Another statistical approach to validity is predictive validity. This approach is similar to concurrent validity, in that it measures the relationship between examinees’ performances on the test and their actual status as masters or non-masters. However, with predictive validity, it is the relationship of test scores to an examinee’s future performance – whether or not they have mastery of the content – that is estimated. In other words, predictive validity considers the question, “How well does the test predict examinees’ future status as masters or non-masters?”
For this type of validity, the correlation that is computed is between the examinees’ classifications as master or non-master based on the test and their later performance, perhaps on the job. This type of validity is especially useful for test purposes such as selection or admissions.
Assessors should ask: How well do assessment instrument predict how well candidates will do in future situations?
Like content validity, face validity is determined by a review of the items and not through the use of statistical analyses. Unlike content validity, face validity is not investigated through formal procedures and is not determined by subject matter experts.

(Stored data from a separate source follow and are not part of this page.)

PR #87378, opened 2024-01-19
Add NavigationMesh `border_size` property for tile baking

smix8:
Adds NavigationMesh `border_size` property for tile baking.

This allows users to partition larger game worlds into regions that have navigation meshes with easy to align tile edges. This tile edges can be efficiently merged by the navigation map using edgekeys. It also avoids problems with the agent_radius offset affecting the tile edges.

The difference between baking AABB and border size is, that the AABB limits the entire source geometry used in the baking as a bounding area while the border size limits the surface of the resulting navigation mesh.

This means in conjunction they can be used to limit the final navigation mesh without having unwanted offsets by e.g. agent radius at tile edges.

nav_mesh_border_size

When users do the setup the border_size should be larger than the agent_radius and the AABB should be grown by the exact amount of the border_size.

The border size that ReCast uses internally is in voxel units, so the Godot border size float is ceiled to the cell size.

To bake a "perfect" aligned tile navigation mesh additional properties need to be considered. E.g. the edge_max_error should be at or blow 1.0.

### DIFF
--- a/doc/classes/NavigationMesh.xml
+++ b/doc/classes/NavigationMesh.xml
@@ -96,6 +96,11 @@
 			The distance to erode/shrink the walkable area of the heightfield away from obstructions.
 			[b]Note:[/b] While baking, this value will be rounded up to the nearest multiple of [member cell_size].
 		</member>
+		<member name="border_size" type="float" setter="set_border_size" getter="get_border_size" default="0.0">
+			The size of the non-navigable border around the bake bounding area.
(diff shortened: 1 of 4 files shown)


akien-mga:
We merged the 2D counterpart, is this one also good to go? CC @Scony

Scony (approved):

Scony:
All good @akien-mga

AThousandShips (approved):
Style and docs look good

akien-mga:
Thanks!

Instead, anyone who looks over the test, including examinees/candidates and other stakeholders, may develop an informal opinion as to whether or not the test is measuring what it is supposed to measure.
While it is clearly of some value to have the test appear to be valid, face validity alone is insufficient for establishing that the test is measuring what it claims to measure. A well developed examination programme will include formal studies into other, more substantive types of validity.
In summary, the validity of a test is the most critical indicator of test quality because, without sufficient validity, test scores have no meaning. The evidence you collect and document about the validity of your test is also your best legal defence should the examination programme ever be challenged in a court of law.
While there are several ways to estimate validity, for many certification and professional examination programmes the most important type of validity to establish is content validity.